Task goal
Each entry needs to be duplicated exactly.

#### Raw data

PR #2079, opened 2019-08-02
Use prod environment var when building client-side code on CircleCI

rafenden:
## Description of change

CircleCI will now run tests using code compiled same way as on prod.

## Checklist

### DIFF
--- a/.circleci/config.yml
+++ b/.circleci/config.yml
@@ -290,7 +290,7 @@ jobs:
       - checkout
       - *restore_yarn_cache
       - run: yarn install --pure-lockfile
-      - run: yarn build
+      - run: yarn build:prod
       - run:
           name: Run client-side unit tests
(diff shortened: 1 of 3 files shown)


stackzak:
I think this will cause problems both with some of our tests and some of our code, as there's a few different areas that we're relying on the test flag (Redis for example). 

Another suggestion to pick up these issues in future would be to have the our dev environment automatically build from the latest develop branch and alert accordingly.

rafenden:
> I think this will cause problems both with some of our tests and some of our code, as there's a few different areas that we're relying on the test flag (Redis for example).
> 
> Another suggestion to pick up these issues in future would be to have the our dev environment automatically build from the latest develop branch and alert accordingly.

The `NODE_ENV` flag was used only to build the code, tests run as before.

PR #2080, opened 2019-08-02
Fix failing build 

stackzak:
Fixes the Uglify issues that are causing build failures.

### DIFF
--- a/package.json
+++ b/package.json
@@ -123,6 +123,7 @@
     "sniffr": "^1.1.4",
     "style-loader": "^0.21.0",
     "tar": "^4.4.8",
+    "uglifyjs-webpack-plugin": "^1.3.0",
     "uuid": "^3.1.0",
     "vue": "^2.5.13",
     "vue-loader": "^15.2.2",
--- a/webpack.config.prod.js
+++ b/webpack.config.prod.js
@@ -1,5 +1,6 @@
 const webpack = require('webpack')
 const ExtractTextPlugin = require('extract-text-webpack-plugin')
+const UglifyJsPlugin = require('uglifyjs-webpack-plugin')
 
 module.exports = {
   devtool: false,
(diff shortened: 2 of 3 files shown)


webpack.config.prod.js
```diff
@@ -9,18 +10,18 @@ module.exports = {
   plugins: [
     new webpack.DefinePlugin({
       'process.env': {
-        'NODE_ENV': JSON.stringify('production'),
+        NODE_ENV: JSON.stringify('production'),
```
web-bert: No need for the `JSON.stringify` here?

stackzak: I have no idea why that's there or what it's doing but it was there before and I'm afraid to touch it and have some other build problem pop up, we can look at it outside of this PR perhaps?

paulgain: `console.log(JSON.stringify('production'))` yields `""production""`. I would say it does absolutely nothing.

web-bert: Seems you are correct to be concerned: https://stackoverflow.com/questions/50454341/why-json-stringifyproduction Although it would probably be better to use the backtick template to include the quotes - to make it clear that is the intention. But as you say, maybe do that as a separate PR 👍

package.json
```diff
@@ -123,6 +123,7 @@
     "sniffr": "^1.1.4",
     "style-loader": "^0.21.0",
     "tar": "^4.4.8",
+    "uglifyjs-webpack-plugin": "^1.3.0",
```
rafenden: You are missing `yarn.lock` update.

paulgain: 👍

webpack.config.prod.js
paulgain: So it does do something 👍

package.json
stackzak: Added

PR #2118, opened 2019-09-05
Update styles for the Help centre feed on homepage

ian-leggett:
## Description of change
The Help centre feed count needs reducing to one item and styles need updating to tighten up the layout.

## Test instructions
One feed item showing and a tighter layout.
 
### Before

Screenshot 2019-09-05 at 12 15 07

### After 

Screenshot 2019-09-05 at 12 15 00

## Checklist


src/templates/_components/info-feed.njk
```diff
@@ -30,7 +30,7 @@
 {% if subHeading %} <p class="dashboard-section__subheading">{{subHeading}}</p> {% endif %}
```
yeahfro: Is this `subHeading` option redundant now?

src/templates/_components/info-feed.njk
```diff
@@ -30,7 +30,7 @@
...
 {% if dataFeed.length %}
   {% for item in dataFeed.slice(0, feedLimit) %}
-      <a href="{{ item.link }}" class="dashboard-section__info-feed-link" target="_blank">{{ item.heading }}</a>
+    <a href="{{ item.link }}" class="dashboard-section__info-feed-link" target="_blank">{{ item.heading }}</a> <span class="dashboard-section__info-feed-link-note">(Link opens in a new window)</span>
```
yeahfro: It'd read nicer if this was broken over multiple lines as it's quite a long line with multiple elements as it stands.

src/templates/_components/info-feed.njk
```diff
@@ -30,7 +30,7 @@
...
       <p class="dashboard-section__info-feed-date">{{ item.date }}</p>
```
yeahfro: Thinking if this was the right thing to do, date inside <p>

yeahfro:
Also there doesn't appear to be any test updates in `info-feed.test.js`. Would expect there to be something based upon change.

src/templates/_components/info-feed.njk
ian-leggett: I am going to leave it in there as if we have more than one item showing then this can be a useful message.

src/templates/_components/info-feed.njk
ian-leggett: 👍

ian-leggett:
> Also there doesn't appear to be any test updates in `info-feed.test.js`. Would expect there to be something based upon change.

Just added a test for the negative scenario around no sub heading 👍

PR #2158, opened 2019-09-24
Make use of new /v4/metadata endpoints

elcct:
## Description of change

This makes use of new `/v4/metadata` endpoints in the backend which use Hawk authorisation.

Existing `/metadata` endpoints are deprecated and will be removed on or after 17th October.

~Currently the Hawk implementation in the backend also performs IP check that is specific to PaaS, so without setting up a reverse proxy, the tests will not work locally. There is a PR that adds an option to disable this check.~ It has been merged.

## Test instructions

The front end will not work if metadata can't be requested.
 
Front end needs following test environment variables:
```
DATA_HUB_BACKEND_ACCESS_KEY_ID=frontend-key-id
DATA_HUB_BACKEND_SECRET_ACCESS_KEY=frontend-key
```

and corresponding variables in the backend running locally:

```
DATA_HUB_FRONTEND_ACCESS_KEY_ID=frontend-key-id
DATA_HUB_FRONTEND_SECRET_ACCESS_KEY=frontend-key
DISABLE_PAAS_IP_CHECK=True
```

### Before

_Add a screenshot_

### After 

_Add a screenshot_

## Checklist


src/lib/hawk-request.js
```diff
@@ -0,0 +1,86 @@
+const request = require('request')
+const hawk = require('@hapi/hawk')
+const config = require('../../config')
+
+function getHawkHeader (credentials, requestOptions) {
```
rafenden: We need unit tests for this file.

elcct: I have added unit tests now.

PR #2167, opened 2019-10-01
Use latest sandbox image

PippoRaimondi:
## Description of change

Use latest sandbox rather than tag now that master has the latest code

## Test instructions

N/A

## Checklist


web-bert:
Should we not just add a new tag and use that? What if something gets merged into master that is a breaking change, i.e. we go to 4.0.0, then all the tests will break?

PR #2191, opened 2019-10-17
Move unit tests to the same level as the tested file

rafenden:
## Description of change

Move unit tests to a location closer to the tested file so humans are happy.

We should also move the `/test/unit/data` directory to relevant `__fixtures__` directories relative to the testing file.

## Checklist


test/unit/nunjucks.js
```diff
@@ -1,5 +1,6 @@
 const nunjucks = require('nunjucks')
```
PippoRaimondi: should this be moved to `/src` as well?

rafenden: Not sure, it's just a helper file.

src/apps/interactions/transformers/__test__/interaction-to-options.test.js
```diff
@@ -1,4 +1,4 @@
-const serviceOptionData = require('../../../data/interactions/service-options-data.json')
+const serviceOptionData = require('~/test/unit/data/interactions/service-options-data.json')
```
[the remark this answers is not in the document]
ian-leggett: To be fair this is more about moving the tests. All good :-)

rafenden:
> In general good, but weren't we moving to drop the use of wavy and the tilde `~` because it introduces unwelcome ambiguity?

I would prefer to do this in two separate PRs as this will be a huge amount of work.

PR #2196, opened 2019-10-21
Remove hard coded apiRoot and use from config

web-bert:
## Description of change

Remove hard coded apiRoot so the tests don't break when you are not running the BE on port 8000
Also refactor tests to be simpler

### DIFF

########

Response area
PR #2079, opened 2019-08-02
Use prod environment var when building client-side code on CircleCI

rafenden:
## Description of change

CircleCI will now run tests using code compiled same way as on prod.

## Checklist

### DIFF
--- a/.circleci/config.yml
+++ b/.circleci/config.yml
@@ -290,7 +290,7 @@ jobs:
       - checkout
       - *restore_yarn_cache
       - run: yarn install --pure-lockfile
-      - run: yarn build
+      - run: yarn build:prod
       - run:
           name: Run client-side unit tests
(diff shortened: 1 of 3 files shown)


stackzak:
I think this will cause problems both with some of our tests and some of our code, as there's a few different areas that we're relying on the test flag (Redis for example). 

Another suggestion to pick up these issues in future would be to have the our dev environment automatically build from the latest develop branch and alert accordingly.

rafenden:
> I think this will cause problems both with some of our tests and some of our code, as there's a few different areas that we're relying on the test flag (Redis for example).
> 
> Another suggestion to pick up these issues in future would be to have the our dev environment automatically build from the latest develop branch and alert accordingly.

The `NODE_ENV` flag was used only to build the code, tests run as before.

PR #2080, opened 2019-08-02
Fix failing build 

stackzak:
Fixes the Uglify issues that are causing build failures.

### DIFF
--- a/package.json
+++ b/package.json
@@ -123,6 +123,7 @@
     "sniffr": "^1.1.4",
     "style-loader": "^0.21.0",
     "tar": "^4.4.8",
+    "uglifyjs-webpack-plugin": "^1.3.0",
     "uuid": "^3.1.0",
     "vue": "^2.5.13",
     "vue-loader": "^15.2.2",
--- a/webpack.config.prod.js
+++ b/webpack.config.prod.js
@@ -1,5 +1,6 @@
 const webpack = require('webpack')
 const ExtractTextPlugin = require('extract-text-webpack-plugin')
+const UglifyJsPlugin = require('uglifyjs-webpack-plugin')
 
 module.exports = {
   devtool: false,
(diff shortened: 2 of 3 files shown)


webpack.config.prod.js
```diff
@@ -9,18 +10,18 @@ module.exports = {
   plugins: [
     new webpack.DefinePlugin({
       'process.env': {
-        'NODE_ENV': JSON.stringify('production'),
+        NODE_ENV: JSON.stringify('production'),
```
web-bert: No need for the `JSON.stringify` here?

stackzak: I have no idea why that's there or what it's doing but it was there before and I'm afraid to touch it and have some other build problem pop up, we can look at it outside of this PR perhaps?

paulgain: `console.log(JSON.stringify('production'))` yields `""production""`. I would say it does absolutely nothing.

web-bert: Seems you are correct to be concerned: https://stackoverflow.com/questions/50454341/why-json-stringifyproduction Although it would probably be better to use the backtick template to include the quotes - to make it clear that is the intention. But as you say, maybe do that as a separate PR 👍

package.json
```diff
@@ -123,6 +123,7 @@
     "sniffr": "^1.1.4",
     "style-loader": "^0.21.0",
     "tar": "^4.4.8",
+    "uglifyjs-webpack-plugin": "^1.3.0",
```
rafenden: You are missing `yarn.lock` update.

paulgain: 👍

webpack.config.prod.js
paulgain: So it does do something 👍

package.json
stackzak: Added

PR #2118, opened 2019-09-05
Update styles for the Help centre feed on homepage

ian-leggett:
## Description of change
The Help centre feed count needs reducing to one item and styles need updating to tighten up the layout.

## Test instructions
One feed item showing and a tighter layout.
 
### Before

Screenshot 2019-09-05 at 12 15 07

### After 

Screenshot 2019-09-05 at 12 15 00

## Checklist


src/templates/_components/info-feed.njk
```diff
@@ -30,7 +30,7 @@
 {% if subHeading %} <p class="dashboard-section__subheading">{{subHeading}}</p> {% endif %}
```
yeahfro: Is this `subHeading` option redundant now?

src/templates/_components/info-feed.njk
```diff
@@ -30,7 +30,7 @@
...
 {% if dataFeed.length %}
   {% for item in dataFeed.slice(0, feedLimit) %}
-      <a href="{{ item.link }}" class="dashboard-section__info-feed-link" target="_blank">{{ item.heading }}</a>
+    <a href="{{ item.link }}" class="dashboard-section__info-feed-link" target="_blank">{{ item.heading }}</a> <span class="dashboard-section__info-feed-link-note">(Link opens in a new window)</span>
```
yeahfro: It'd read nicer if this was broken over multiple lines as it's quite a long line with multiple elements as it stands.

src/templates/_components/info-feed.njk
```diff
@@ -30,7 +30,7 @@
...
       <p class="dashboard-section__info-feed-date">{{ item.date }}</p>
```
yeahfro: Thinking if this was the right thing to do, date inside <p>

yeahfro:
Also there doesn't appear to be any test updates in `info-feed.test.js`. Would expect there to be something based upon change.

src/templates/_components/info-feed.njk
ian-leggett: I am going to leave it in there as if we have more than one item showing then this can be a useful message.

src/templates/_components/info-feed.njk
ian-leggett: 👍

ian-leggett:
> Also there doesn't appear to be any test updates in `info-feed.test.js`. Would expect there to be something based upon change.

Just added a test for the negative scenario around no sub heading 👍

PR #2158, opened 2019-09-24
Make use of new /v4/metadata endpoints

elcct:
## Description of change

This makes use of new `/v4/metadata` endpoints in the backend which use Hawk authorisation.

Existing `/metadata` endpoints are deprecated and will be removed on or after 17th October.

~Currently the Hawk implementation in the backend also performs IP check that is specific to PaaS, so without setting up a reverse proxy, the tests will not work locally. There is a PR that adds an option to disable this check.~ It has been merged.

## Test instructions

The front end will not work if metadata can't be requested.
 
Front end needs following test environment variables:
```
DATA_HUB_BACKEND_ACCESS_KEY_ID=frontend-key-id
DATA_HUB_BACKEND_SECRET_ACCESS_KEY=frontend-key
```

and corresponding variables in the backend running locally:

```
DATA_HUB_FRONTEND_ACCESS_KEY_ID=frontend-key-id
DATA_HUB_FRONTEND_SECRET_ACCESS_KEY=frontend-key
DISABLE_PAAS_IP_CHECK=True
```

### Before

_Add a screenshot_

### After 

_Add a screenshot_

## Checklist


src/lib/hawk-request.js
```diff
@@ -0,0 +1,86 @@
+const request = require('request')
+const hawk = require('@hapi/hawk')
+const config = require('../../config')
+
+function getHawkHeader (credentials, requestOptions) {
```
rafenden: We need unit tests for this file.

elcct: I have added unit tests now.

PR #2167, opened 2019-10-01
Use latest sandbox image

PippoRaimondi:
## Description of change

Use latest sandbox rather than tag now that master has the latest code

## Test instructions

N/A

## Checklist


web-bert:
Should we not just add a new tag and use that? What if something gets merged into master that is a breaking change, i.e. we go to 4.0.0, then all the tests will break?

PR #2191, opened 2019-10-17
Move unit tests to the same level as the tested file

rafenden:
## Description of change

Move unit tests to a location closer to the tested file so humans are happy.

We should also move the `/test/unit/data` directory to relevant `__fixtures__` directories relative to the testing file.

## Checklist


test/unit/nunjucks.js
```diff
@@ -1,5 +1,6 @@
 const nunjucks = require('nunjucks')
```
PippoRaimondi: should this be moved to `/src` as well?

rafenden: Not sure, it's just a helper file.

src/apps/interactions/transformers/__test__/interaction-to-options.test.js
```diff
@@ -1,4 +1,4 @@
-const serviceOptionData = require('../../../data/interactions/service-options-data.json')
+const serviceOptionData = require('~/test/unit/data/interactions/service-options-data.json')
```
[the remark this answers is not in the document]
ian-leggett: To be fair this is more about moving the tests. All good :-)

rafenden:
> In general good, but weren't we moving to drop the use of wavy and the tilde `~` because it introduces unwelcome ambiguity?

I would prefer to do this in two separate PRs as this will be a huge amount of work.

PR #2196, opened 2019-10-21
Remove hard coded apiRoot and use from config

web-bert:
## Description of change

Remove hard coded apiRoot so the tests don't break when you are not running the BE on port 8000
Also refactor tests to be simpler

### DIFF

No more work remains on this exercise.